Silent Prey
I say, ‘Say good-bye to your nuts, shitbag,’ and I punted the sonofabitch so hard his balls had to take a train back from Ohio.”
“Yeah?” Lucas laughed. Cop stories were the best stories, and Fell looked positively merry.
“So I tell this story to my lawyer friend and he freaks out. And he’s not worried about my eye,” she said wryly.
“He’s worried about the guy on the wall?”
“No, no. He knew that happened. He didn’t mind if somebody did it, he just didn’t want me to do it. And I think what really bothered him was my quote: ‘Say good-bye to your nuts, shitbag.’ I shouldn’t have told him that. It really bothered him. I think he wanted to join a country club somewhere, and he could see me sitting out on the flagstone terrace with a mint julep or some fuckin’ thing, telling the other country club ladies this, ‘Say good-bye to your nuts, shitbag.’ ”
Lucas shrugged. “You ever tried a cop?”
“Yeah, yeah.” She nodded, with a small smile, eyes unfocusing. “A trouser snake. We were hot for a while, but . . . You want a little peace and quiet when you’re home.

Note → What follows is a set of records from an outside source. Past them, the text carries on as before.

PR #4114, opened 2023-11-18
unicode * is toxic

mxcl:


mxcl:
possibly just because of the matrix, dunno. What you think @jhheider https://github.com/pkgxdev/pantry/actions/runs/6914534410/job/18812647035?pr=4114#step:8:137

jhheider:
I think I recall postgres 16 needs v73. so, we're in a deep crevasse here.

mxcl:
> I think I recall postgres 16 needs v73. so, we're in a deep crevasse here.

k well, maybe this is the first one we can't get away without a versioning variation matrix

PR #4121, opened 2023-11-18
Improve git subcommand detection

fredrikaverpil:
Related: https://github.com/pkgxdev/pkgx/issues/784

### Why this change?

I noticed in https://github.com/pkgxdev/pkgx/issues/784#issuecomment-1817484656 that git-scm.org's `git-shim` doesn't handle configuration options properly. This cause delays when git commands are executed with the `-c` parameter (e.g. `-c submodule.recurse=false`).

### What was changed?

Given that `git --help` (v2.42.1) says the following:

```
usage: git [-v | --version] [-h | --help] [-C <path>] [-c <name>=<value>]
           [--exec-path[=<path>]] [--html-path] [--man-path] [--info-path]
           [-p | --paginate | -P | --no-pager] [--no-replace-objects] [--bare]
           [--git-dir=<path>] [--work-tree=<path>] [--namespace=<name>]
           [--config-env=<name>=<envvar>] <command> [<args>]
```

I expanded a bit on the cases to handle this.

This shell function which is meant to detect subcommands, is brittle, as bugs can be introduced as git introduces new arguments.

An option is to instead look for the known subcommands:

```
start a working area (see also: git help tutorial)
   clone     Clone a repository into a new directory
   init      Create an empty Git repository or reinitialize an existing one

work on the current change (see also: git help everyday)
   add       Add file contents to the index
   mv        Move or rename a file, a directory, or a symlink
   restore   Restore working tree files
   rm        Remove files from the working tree and from the index

examine the history and state (see also: git help revisions)
   bisect    Use binary search to find the commit that introduced a bug
   diff      Show changes between commits, commit and working tree, etc
   grep      Print lines matching a pattern
   log       Show commit logs
   show      Show various types of objects
   status    Show the working tree status

grow, mark and tweak your common history
   branch    List, create, or delete branches
   commit    Record changes to the repository
   merge     Join two or more development histories together
   rebase    Reapply commits on top of another base tip
   reset     Reset current HEAD to the specified state
   switch    Switch branches
   tag       Create, list, delete or verify a tag object signed with GPG

collaborate (see also: git help workflows)
   fetch     Download objects and refs from another repository
   pull      Fetch from and integrate with another repository or a local branch
   push      Update remote refs along with associated objects
```

But this is as brittle, I guess, since git likely will change this set of subcommands at some point.

### DIFF
--- a/projects/git-scm.org/git-shim
+++ b/projects/git-scm.org/git-shim
@@ -21,9 +21,6 @@ find_git_subcommand() {
         skip_next=1  # The next argument is a value for these options.
         continue
         ;;
-      --exec-path=* | -c=* | --git-dir=* | --work-tree=* | --namespace=* | --super-prefix=* | --config-env=*)
-        continue  # Skip options that include their values with '='.
-        ;;
       -*)
         continue  # Skip other options that start with '-'.
         ;;
--- a/projects/git-scm.org/git-shim
+++ b/projects/git-scm.org/git-shim
@@ -2,26 +2,43 @@
 
 set -e
 
-find_git_command() {
+# This function searches through the provided arguments
+# to find the first non-option argument, which is assumed
+# to be the git subcommand.
+find_git_subcommand() {
+  skip_next=0  # Flag to indicate if the next argument should be skipped.
+
   for arg in "$@"; do
-    if test "$SKIP" = 1; then
-      SKIP=0
+    # If the skip_next flag is set, skip this argument.
+    if [ "$skip_next" -eq 1 ]; then
+      skip_next=0
       continue
     fi
+
+    # Check for options that require skipping the next argument.
     case $arg in
-    -C) SKIP=1; continue;;
-    -*);;
-    *)
-      echo "$arg"
-      return  # found the command!
+      -C | --git-dir | --work-tree | --namespace | --super-prefix | --config-env | -c)
+        skip_next=1  # The next argument is a value for these options.
+        continue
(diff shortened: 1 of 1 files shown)


projects/git-scm.org/git-shim
```diff
@@ -2,26 +2,43 @@
...
-      return  # found the command!
+      -C | --git-dir | --work-tree | --namespace | --super-prefix | --config-env | -c)
+        skip_next=1  # The next argument is a value for these options.
+        continue
+        ;;
+      --exec-path=* | -c=* | --git-dir=* | --work-tree=* | --namespace=* | --super-prefix=* | --config-env=*)
+        continue  # Skip options that include their values with '='.
+        ;;
+      -*)
+        continue  # Skip other options that start with '-'.
```
jhheider: this first case will be handled by the second (i.e. doesn't need an additional case).

fredrikaverpil: Ah, yes. Fixed in fb16d39!

jhheider:
great addition!

fredrikaverpil:
@jhheider  do you think the GHA workflow needs to be rerun once more, so to get this published?

jhheider:
it does and i have. it's because of this:
```yaml
      - uses: technote-space/get-diff-action@v6
        id: get-diff
        with:
          PATTERNS: projects/**/package.yml
```
should probably change that `package.yml` to a `*`.

PR #4126, opened 2023-11-19
+mupdf

vcvvvc:
mupdf.com
https://github.com/ArtifexSoftware/mupdf
https://mupdf.readthedocs.io/en/latest/quick-start-guide.html

`pkg build` has an error, need help


projects/mupdf.com/package.yml
```diff
@@ -0,0 +1,42 @@
...
+    x.org/xinerama: '*'
+    x.org/xrandr: '*'
+    mesa3d.org: '*'
+    gnome.org/glib: '*'
+    x.org/xtrans: '*'
+
+build:
+  dependencies:
+    git-scm.org: '*'
+    gnu.org/binutils: '*'
```
MarkusZoppelt: You'll probably also need `gnu.org/gcc` for `g++`

```suggestion
    gnu.org/binutils: '*'
    gnu.org/gcc: '*'
```

vcvvvc:
CXX build/release/source/fitz/tessocr.o

vcvvvc:
muraster: error while loading shared libraries: libcrypto.so.1.1: cannot open shared object file: No such file or directory

vcvvvc:
Hello, if this method fails the test, we can consider switching to this way.

I passed the local test, but I haven’t used pkgx to test yet.

https://mupdf.readthedocs.io/en/latest/using-mupdf.html 

```
gcc -I/usr/local/include -o example \
	test.c \
	/usr/local/lib/libmupdf.a \
	/usr/local/lib/libmupdf-third.a \
	-lm
```

jhheider:
looks like it's good! thanks, @6923403 !

vcvvvc:
> looks like it's good! thanks, @6923403 !

Cool, bro

PR #4130, opened 2023-11-19
sass-lang.com/sassc

and-ri:
sassc => gtk4 => gstreamer => webkitgtk

### DIFF
--- a/projects/sass-lang.com/sassc/package.yml
+++ b/projects/sass-lang.com/sassc/package.yml
@@ -1,0 +1,26 @@
+distributable:
+  url: https://github.com/sass/sassc/archive/refs/tags/{{version}}.tar.gz
+  strip-components: 1
+versions:
+  github: sass/sassc
+dependencies:
+  sass-lang.com/libsass: '*'
+build:
+  dependencies:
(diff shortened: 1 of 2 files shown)


projects/sass-lang.com/sassc/package.yml
```diff
@@ -0,0 +1,26 @@
+distributable:
+  url: https://github.com/sass/sassc/archive/refs/tags/{{version}}.tar.gz
+  strip-components: 1
+versions:
+  github: sass/sassc
+dependencies:
+  sass-lang.com/libsass: '*'
```
mxcl: Sorry. We do not permit `'*'` dependencies any more.

mxcl (changes requested):

projects/sass-lang.com/sassc/package.yml
and-ri: Okay, got it 👌🏻

and-ri: Am I correct in understanding that we should not use `'*'` in runtime dependencies? In the build section we can use this as before

PR #4131, opened 2023-11-19
github.com/antirez/smallchat

and-ri:
https://ossinsight.io/analyze/antirez/smallchat


mxcl:
hmm this seems to just be a programming example/tutorial. I don’t think it belongs in `pkgx`. Unless I'm mistaken?

and-ri:
> hmm this seems to just be a programming example/tutorial. I don’t think it belongs in `pkgx`. Unless I'm mistaken?

Hmm, yes you're absolutely right

PR #4162, opened 2023-11-21
npx; Fixes #4160

### LINKED ISSUE #4160: `npx prettier --version` reports npx version and not prettier version
`npx prettier -- --version` works.

Apparently installing node via eg. brew the above works.

mxcl:


KubaJastrz:
FYI: this will fail if someone is running flags on npx, like: `npx --help`

mxcl:
@KubaJastrz good catch!

PR #4165, opened 2023-11-21
fix whisper.cpp metal; remove helpers

mxcl:
Trying to standardize on huggingface-cli downloads the models and ScriptHub scripts or endpoints make use of that.


mxcl:
My thinking here is that the pkgs are raw, but we add endpoints and or ScriptHub scripts that facilitate the model aquisition, thus delegating that to other utilities. Here we use hugging face cli which I think should be the standard.

Then we ensure pkg pages link to scripts and endpoints in oss.app and the web.

PR #4175, opened 2023-11-22
fix tilt.dev

### LINKED ISSUE #4171: tilt.dev is built without web assets and fails
```shell
pkgx tilt up
Tilt started on http://localhost:10350/
v0.33.6, built 
Error: running in prod mode, but JS/CSS files are not available.
Please report this: https://github.com/tilt-dev/tilt/issues
```

mycrEEpy:
Closes #4171

### DIFF
--- a/projects/tilt.dev/package.yml
+++ b/projects/tilt.dev/package.yml
@@ -10,11 +10,9 @@ provides:
 
 build:
   dependencies:
-    go.dev: ^1.19
+    go.dev: ~1.19
     nodejs.org: ^20
     classic.yarnpkg.com: "*"
-    linux:
-      gnu.org/gcc: '*'
   script:
     - make build-js
     - go mod download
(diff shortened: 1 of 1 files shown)


mycrEEpy:
Anyone any idea why ld is not available on linux/aarch64?

jhheider:
> Anyone any idea why ld is not available on linux/aarch64?

if you don't add a toolchain, brewkit should set one up: https://github.com/pkgxdev/brewkit/blob/82724a21c9a8639fa5a4e231b98c9cfd44c96f8e/libexec/stage.ts#L61-L96

but i think it's linking ld to the wrong place (lld rather than ld.lld).

jhheider:
might just need the `gold` linker. adding to [binutils](https://github.com/pkgxdev/pantry/pull/4187).

jhheider:
sweet. only had to compile a different linker.

PR #4185, opened 2023-11-23
+dblab — The database client every command line junkie deserves.

kevinmichaelchen:
https://github.com/danvergara/dblab

> The database client every command line junkie deserves.


jhheider:
probably ought to name it: dblab.danvergara.com

Issue #4190, opened 2023-11-23
Hardcoded GNUPGHOME for gnupg.org


Cytrian:
I have this issue:
In `projects/gnupg.org/package.yml` GNUPGHOME is hardcoded to `GNUPGHOME: '{{prefix}}/etc/gnupg'`
(which in my case is `~/.pkgx/gnupg.org/v2.4.3/etc`)

So it is not possible to use a different GNUPGHOME directory, e.g. `~/.gnupg`, which is the default directory.

jhheider:
Yes, this was a concern. GNUPGHOME was the way we fixed `gpg` looking at the build path for its `gpg-agent` instead of the run path. We are still thinking we might be able to solve it in the source (as we do with `openssl`).

To work around, try setting GNUPGHOME to `${GNUPGHOME:-"{{prefix}}/etc/gnupg"}` in your `~/Library/Application\ Support/pkgx/pantry/projects/gnupg.org/package.yml`. Assuming that works for you, that's likely the real fix.

Cytrian:
I don't get it. You mean like this?
```
runtime:
  env:
    GNUPGHOME: "${GNUPGHOME:-'{{prefix}}/etc/gnupg'}"
```
That only gives errors
```
gpg: keyblock resource '/Users/a-user/${GNUPGHOME:-'/Users/a-user/.pkgx/gnupg.org/v2.4.3/etc/gnupg'}/pubring.kbx': No such file or directory
```
That assignment should go into the script `.local/bin/gpg` but I don't see a way to put code there through pkgx.

jhheider:
Well, putting it in the .local/bin/gpg shim won't help people who don't use `pkgx install gpg`. Hm. @mxcl any way to get a conditional run-time env at present? Or do we need to add it?

mxcl:
Well, like I've said previously, it is not acceptable for us to override env vars for our own purposes that a user may need so the GPG package yml needs fixing whatever.

I guess I'll look at it since nobody else is willing to go the extra mile.

mxcl:
So looking through the sources for gpg I see that there is support for a hidden conf variable that exposes an env var to set this dynamically, so setting that and seeing how we go.

However in the process I find that building gpg depends on gpg and I cannot for the life of me figure out what is causing this circular dep. This is problematic and seems to prevent rebuilds of gpg (ie. the install step doesn't copy our newly built product since it finds it is already installed).

mxcl:
[...]

PR #4209, opened 2023-11-25
make gpg relocatable without hacks

mxcl:
Refs https://github.com/pkgxdev/pantry/issues/4190


mxcl:
k all tests pass, however I dunno if this actually tests what is required to prove it works as before /cc @jhheider

jhheider:
Interesting. Yes, all the rigamarole was designed to let `gpg` auto-start its `gpg-agent`, which it was trying to do with build paths. So, the test should prove it out.

PR #5732, opened 2024-03-28
+tailwindcss.com

devuo:
Add [tailwindcss](https://tailwindcss.com/)


jhheider:
are we able to build this from source, @devuo ? it looks like it should only need pnpm, node, and rust, possibly. if we're not, then we should add the top-level:
```
warnings:
  - vendored
```
key so we know to re-examine it in the future.

devuo:
We are able to "build it" but that will require node runtime to run tailwind. I opted for this approach as it's a [self-contained executable](https://tailwindcss.com/blog/standalone-cli) that does not require a separate node runtime, but if you think its better to run it that way I'm happy to change it.

jhheider:
hm, can we emulate their build process to produce the same thing? our first preference is naturally to build it, but if that's cost- or time-prohibitive, vendored binaries is the next best thing.

happy to take this as a first pass. we can just add the `warnings` key and a comment about why we went this way.

devuo:
comment and vendored warning added

jhheider:
looks good!

PR #5738, opened 2024-03-29
+joeyh.name/moreutils

tannevaled:


jhheider:
removed at the request of the author: https://github.com/pkgxdev/pantry/issues/5359

PR #5750, opened 2024-03-30
Drop dependency on unzip for deno, use pkgd denort by default

felipecrs:


felipecrs:
I tested locally (linux x86-64) with deno@1.41 (since CI will test deno@1.42), and it's working.

jhheider:
`DENORT_BIN` is a good find.

jhheider:
great work!

jhheider:
rebuilds triggered for 1.40.5, 1.41.*, and 1.42 to back-fill the missing linux-aarch64 versions.

PR #5751, opened 2024-03-30
Remove llvm.org as runtime dependency of deno on Linux

felipecrs:
This works on my machine (linux x86-64). I'm using this PR to trigger CI to test on other platforms.

Refs https://github.com/pkgxdev/pantry/commit/5f7af42e953e97e4b0e1a8df01254f39a7c41eaf#commitcomment-140400383

### DIFF
--- a/projects/deno.land/package.yml
+++ b/projects/deno.land/package.yml
@@ -18,10 +18,10 @@ runtime:
     DENO_NO_UPDATE_CHECK: 'true'
     DENORT_BIN: '{{prefix}}/bin/denort'
 
-# dependencies:
-#   darwin/x86-64:
-#     # FIXME try removing this after new builds are available
-#     llvm.org: 17 # libunwind
+dependencies:
+  darwin/x86-64:
+    # FIXME try removing this after new builds are available
+    llvm.org: 17 # libunwind
 
 build:
   script:
--- a/projects/deno.land/package.yml
+++ b/projects/deno.land/package.yml
@@ -18,10 +18,10 @@ runtime:
     DENO_NO_UPDATE_CHECK: 'true'
     DENORT_BIN: '{{prefix}}/bin/denort'
 
-dependencies:
-  darwin/x86-64:
-    # FIXME try removing this after new builds are available
-    llvm.org: 17 # libunwind
+# dependencies:
+#   darwin/x86-64:
+#     # FIXME try removing this after new builds are available
+#     llvm.org: 17 # libunwind
 
 build:
   script:
--- a/projects/deno.land/package.yml
+++ b/projects/deno.land/package.yml
@@ -37,6 +37,12 @@ build:
 
     - |
       rust_version=$(yq -er .toolchain.channel rust-toolchain.toml)
+      if semverator lt "$rust_version" 1.67.0; then
+        # older versions of pkgx's rustc --print=split-debuginfo fails with:
+        # error: unknown print request `split-debuginfo`
+        # maybe due to newer cargo?
+        rust_version=1.67.0
+      fi
       set -o allexport
       source <(pkgx "+rust-lang.org~${rust_version}" +rust-lang.org/cargo^0)
       set +o allexport
@@ -65,6 +71,7 @@ build:
     cmake.org: ^3 # deno.land>=1.36.1 requires cmake
     protobuf.dev: '*' # deno.land>=1.36.4 requires protoc
     github.com/mikefarah/yq: ^4
+    crates.io/semverator: ^0
 
 test:
   dependencies:
--- a/projects/deno.land/package.yml
+++ b/projects/deno.land/package.yml
@@ -25,16 +25,6 @@ dependencies:
 
 build:
   script:
-    # deno does not need llvm to build on darwin+x86-64, and if it is present,
-    # deno will be linked to its libunwind, which then causes deno to need llvm
-    # in runtime.
-    - |
-      if test "{{hw.platform}}+{{ hw.arch }}" != "darwin+x86-64"; then
-        set -o allexport
-        source <(pkgx +llvm.org@17)
-        set +o allexport
-      fi
-
     - |
       rust_version=$(yq -er .toolchain.channel rust-toolchain.toml)
       if semverator lt "$rust_version" 1.67.0; then
@@ -67,6 +57,7 @@ build:
     - cargo install --locked --path cli --root "{{ prefix }}"
   dependencies:
     git-scm.org: 2 # to build tinycc
+    llvm.org: 17
     curl.se: '*' # required to download v8 (python is another option)
     cmake.org: ^3 # deno.land>=1.36.1 requires cmake
     protobuf.dev: '*' # deno.land>=1.36.4 requires protoc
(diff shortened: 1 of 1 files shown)


projects/deno.land/package.yml
```diff
@@ -18,12 +18,19 @@ runtime:
...
+#     llvm.org: 17 # libunwind
 
 build:
   script:
+    - |
+      if test "{{hw.platform}}+{{ hw.arch }}" = "darwin+aarch64"; then
+        set -a
+        source <(pkgx +llvm.org@17)
+        set +a
+      fi
```
jhheider: great if this works; should be able to be:
```yaml
  - run: |
      set -a
      source <(pkgx +llvm.org@17)
      set +a
    if: darwin/aarch64
```

felipecrs:
So far, the only evidence I found was on darwin+x86-64:

https://github.com/pkgxdev/pantry/actions/runs/8492104954/job/23264754342?pr=5751#step:6:36

But I wonder if this is not caused by the fact that the deno binary used in this environment was previously built with `llvm.org` installed since `llvm.org` was previously a build dependency for all platforms.

felipecrs:
Renewing the evidence that darwin+aarch64 indeed needs llvm.org to build:

https://github.com/pkgxdev/pantry/actions/runs/8492104954/job/23264754385?pr=5751#step:6:921

jhheider:
Possibly we could do something like:
```
  # link xcode linker to ld64.lld
  - run: |
      mkdir -p .bin
      ln -s /usr/bin/ld .bin/ld64.lld
      export PATH=$(pwd)/.bin:$PATH
    if: darwin
```

felipecrs:
> Possibly we could do something like:
> 
> ```
>   # link xcode linker to ld64.lld
>   - run: |
>       mkdir -p .bin
>       ln -s /usr/bin/ld .bin/ld64.lld
>       export PATH=$(pwd)/.bin:$PATH
>     if: darwin
> ```

https://github.com/pkgxdev/pantry/actions/runs/8492487518/job/23265547171?pr=5751#step:6:768

projects/deno.land/package.yml
```diff
@@ -19,11 +19,17 @@ runtime:
...
+  darwin/x86-64:
     llvm.org: 17 # libunwind
 
 build:
   script:
+    - run: |
+        set -o allexport
+        source <(pkgx +llvm.org@17)
+        set +o allexport
+      if: darwin/aarch64
```
jhheider: so, this should be a build-time dependency on llvm.org^17 for darwin, right? since we're introducing it here, and run-time for x86-64?

felipecrs: I'm still doing some tests, but I had to step away from the computer. Will resume later today.

jhheider: no rush; i always appreciate more eyes on this stuff. it's complicated, and it's more complicated when compiling compilers.

felipecrs: > so, this should be a build-time dependency on llvm.org^17 for darwin, right?

Building on darwin+aarch64 needs llvm otherwise: https://github.com/pkgxdev/pantry/actions/runs/8492104954/job/23264754385?pr=5751#step:6:921

> and run-time for x86-64?

Running on darwin+x86-64 needs llvm otherwise: https://github.com/pkgxdev/pantry/actions/runs/8492104954/job/23264754342?pr=5751#step:6:36

My theory however is that the deno used by brewkit only needs llvm in runtime for darwin+x86-64 because it had llvm set during build time.

Perhaps after this PR, deno will be rebuilt and it will no longer need llvm as runtime dependency on darwin+x86-64, but that's just a guess.

jhheider: It appears that deno will link in libunwind on x86-64 if present. So, yes, perhaps excluding it from build will solve it.

felipecrs:
I was able to reproduce this though https://github.com/pkgxdev/pantry/issues/3638 while building 1.37.2. I'll check what versions exactly need this environment variable.

felipecrs:
Deno's documentation is very clear that llvm is needed to compile on Linux (even though compilation passed without): https://docs.deno.com/runtime/manual/references/contributing/building_from_source

So, I brought it back. Except on darwin x86-64. Even the documentation does not mention llvm is needed there (only xcode).

jhheider:
Yes, we bring it in by default. The question is whether it links libunwind without explicit injection.

felipecrs:
> The question is whether it links libunwind without explicit injection.

I believe the CI tests proved already that this only happens on darwin+x86-64.

felipecrs:
Ok, I realized that deno 1.37.2 was failing to build not because I had reverted https://github.com/pkgxdev/pantry/pull/3639, but because of the Rust version.
Deno's build manual is explicit that the Rust version should be specific to their toolchain config:

https://docs.deno.com/runtime/manual/references/contributing/building_from_source#rust

felipecrs:
I tested compiling down to deno@1.20 and it's working (at least on Linux x64). :D

Probably some older versions as well.

projects/deno.land/package.yml
```diff
@@ -19,17 +19,41 @@ runtime:
...
   script:
+    # deno does not need llvm to build on darwin+x86-64, and if it is present,
+    # deno will be linked to its libunwind, which then causes deno to need llvm
+    # in runtime.
+    - |
+      if test "{{hw.platform}}+{{ hw.arch }}" != "darwin+x86-64"; then
+        set -o allexport
+        source <(pkgx +llvm.org@17)
+        set +o allexport
+      fi
```
jhheider: ok, but this makes llvm17 a build dep for everything but darwin+x86-64, and it's already brought in to darwin+x86-64 by the run-time requirement...

projects/deno.land/package.yml
```diff
@@ -62,6 +84,11 @@ test:
     - deno compile test.ts
     - test "$(./test)" = "Hello, world!"
     # human readable size of ./test should be equal to the size of denort to ensure our denort is being used
-    - test "$(stat -c %s ./test | numfmt --to=iec-i)" = "$(stat -c %s "{{prefix}}/bin/denort" | numfmt --to=iec-i)"
+    - |
+      if semverator gt {{version}} 1.40.4; then
+        test "$(stat -c %s ./test | numfmt --to=iec-i)" = "$(stat -c %s "{{prefix}}/bin/denort" | numfmt --to=iec-i)"
+      fi
```
jhheider: this can be simplified with:
```yaml
  - run: test "$(stat -c %s ./test | numfmt --to=iec-i)" = "$(stat -c %s "{{prefix}}/bin/denort" | numfmt --to=iec-i)"
    if: '>=1.40.5'
```

jhheider (commented):
i don't think this quite makes sense as written;

further, if you want to test for `libunwind` in the test phase, something like:
```yaml
  - run: ! (otool -l {{prefix}}/bin/deno | grep libunwind)
    if: darwin
  - run: ! (ldd {{prefix}}/bin/deno | grep libunwind)
    if: linux
```

projects/deno.land/package.yml
felipecrs: I didn't realize runtime requirements were added to build environment implicitly.

Anyway, if I remove the runtime dependency, the build won't even start on darwin+x86-64.

felipecrs: Let's see if tests passes now on darwin+x86-64 with the libunwind check.

felipecrs: Test is passing: https://github.com/pkgxdev/pantry/actions/runs/8502469906/job/23286685906?pr=5751#step:9:133

felipecrs: Ok, @jhheider would you like me to do anything else? Worst case it's better to have it only as a runtime dependency on darwin+x86-64 then on all platforms.

jhheider:
I'll try rebuilding the version we're using against this tomorrow and ensure it works. If we do it out of order, I believe it'll break since deno will still need libunwind but it won't be present.

felipecrs:
For some reason when adding rust later, llvm also needs to be added later.

jhheider:
alright, [deno~1.39](https://github.com/pkgxdev/pantry/actions/runs/8511342030) rebuilt, so we can try merging this.

PR #5752, opened 2024-03-30
Use DENO_INSTALL_ROOT to make deno install to ~/.local

felipecrs:
This dates back from Deno 0.42.0:

- https://github.com/denoland/deno/releases/tag/v0.42.0
- https://github.com/denoland/deno/pull/4787


felipecrs:
PS: this is doing the same as cargo:

https://github.com/pkgxdev/pantry/blob/1ebbfc1b7619ad89140373776bdc6b749574cf07/projects/rust-lang.org/cargo/package.yml#L63

jhheider:
@mxcl what do you think about this one? seems like a step back to use runtime environment (thereby requiring `pkgx`) over having the binary work as intended even if invoked directly?

felipecrs:
PS: I have no strong opinion, except by keeping consistency (meaning if we decide that patching is better, we should do it for cargo as well).

jhheider:
agree re: consistency. strongly.

mxcl:
I do feel we should patch. env vars are unfortunate control mechanisms since they are meant for the user to control.

PR #5753, opened 2024-03-30
+github.com/brucedom/bruce

tannevaled:


jhheider:
might need:
```yaml
companions:
  linux:
    systemd.io: '*'
```

jhheider:
thanks, @tannevaled !

tannevaled:
> might need:
> 
> ```yaml
> companions:
>   linux:
>     systemd.io: '*'
> ```

is there some docs or samples explaining this point?

jhheider:
it probably needs to be added to the wiki; the short answer is a dependency is required for the binary to run, which a companion is used during normal operation of the tool. so, in this instance, the binary will execute without systemctl present, but it expects to find it for its use on linux.

PR #5755, opened 2024-03-31
+ocaml.org

isworking:
Adds a recipe for [OCaml](https://ocaml.org) WITHOUT the Compiler Libraries, which are often unnecessary for everything but Opam. For Opam, we need that, btw.


isworking:
@jhheider @mxcl Any idea what's wrong? It builds and tests just fine locally. And seems like the bug isn't related to the recipe itself. So, I'm clueless.

jhheider:
It can't find ocaml. Are you sure there's a bin/ocaml at the end, and it's not a broken symlink? Adding an ls should show it.

isworking:
> It can't find ocaml. Are you sure there's a bin/ocaml at the end, and it's not a broken symlink? Adding an ls should show it.

Yep, that's the problem. OCaml has so many binaries, that I just copy-pasted all the bin names, and added a `-` at the beginning. But I forgot to add the `bin/` part. `bk test` worked because I already had OCaml built before with PKGX (I just added `bin/ocaml` and `bin/ocamlc` as provides back then).

jhheider:
Problem was prefix in the build twice:
`/opt/ocaml.org/v5.1.1+brewing/opt/ocaml.org/v5.1.1+brewing/lib/ocaml/compiler-libs`

jhheider:
it looks like some of the bins are probably shellscripts that need surgery for relocatability.

jhheider:
this fixes the file-not-found issue:
```yaml
    - run: |
        LENGTH=$[$(head -n1 ocaml | wc -c)-1]
        NEW_SHEBANG=$(printf "%-${LENGTH}s" "#!/usr/bin/env ocamlrun")
        for BIN in $SHEBANGD; do
          sed -i "1s|.*|$NEW_SHEBANG|" $BIN
        done
      working-directory: '{{prefix}}/bin'
  env:
    SHEBANGD:
      - ocaml
      - ocamlc.byte
      - ocamlcmt
      - ocamlcp
      - ocamldebug
      - ocamldep.byte
      - ocamldoc
      - ocamllex.byte
      - ocamlmklib
      - ocamlmktop
      - ocamlobjinfo.byte
      - ocamlopt.byte
      - ocamloptp
      - ocamlprof
```
but it still has relocatability issues. Homebrew's recipe suggests build paths are baked into the output, and https://ocaml.org/docs/arm64-fix suggests the only fix is to match install path to build path. if that's true, then this isn't going to work without potentially massive changes to the underlying binaries.

jhheider:
superceded by #13542

PR #5853, opened 2024-04-10
+android.com/cmdline-tools

and-ri:
A very convenient tool for developing Android applications. Especially for installing the SDK without using Android Studio


and-ri:
`SDK manager package "emulator" is missing on ARM`
https://stackoverflow.com/questions/71545278

I need to do another test 🤔

PR #5857, opened 2024-04-10
Build jfrog-cli for linux

felipecrs:


jhheider:
that look good to you, @felipecrs ? usually we catch quite early that linux go projects need `-buildmode=pie`.

felipecrs:
Looks great! Thanks a ton!

PR #5867, opened 2024-04-12
fix(openjdk)

and-ri:
I get this error when building an app with `eas-cli`

```bash
~/.pkgx/openjdk.org/v20.0.2.9/include/jni.h:45:10: fatal error: 'jni_md.h' file not found
```


jhheider:
i'll rebuild all the versions: https://github.com/pkgxdev/pantry/actions/runs/8665318390/job/23763737631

He wanted to go out cruising for dopers.”
Lucas took a bite out of a slice of pepperoni, chewed a minute and then said, “A couple of years ago, Lily and I were involved. This is between you and me?”
“Sure.” The curiosity was wide on her face, unhidden.
“We were getting intense, this was back in Minneapolis, her marriage was falling apart,” Lucas said. “Then this Indian dude shot her right in the chest. Goddamn near killed her.”
“I know about that.”
“I freaked out. Man. So then we saw each other a few times, but I’m afraid to fly, and she was busy . . . .”
“Yeah, yeah . . .”
“Then last year . . .”
“The actress,” Fell said. “The one that Bekker killed.”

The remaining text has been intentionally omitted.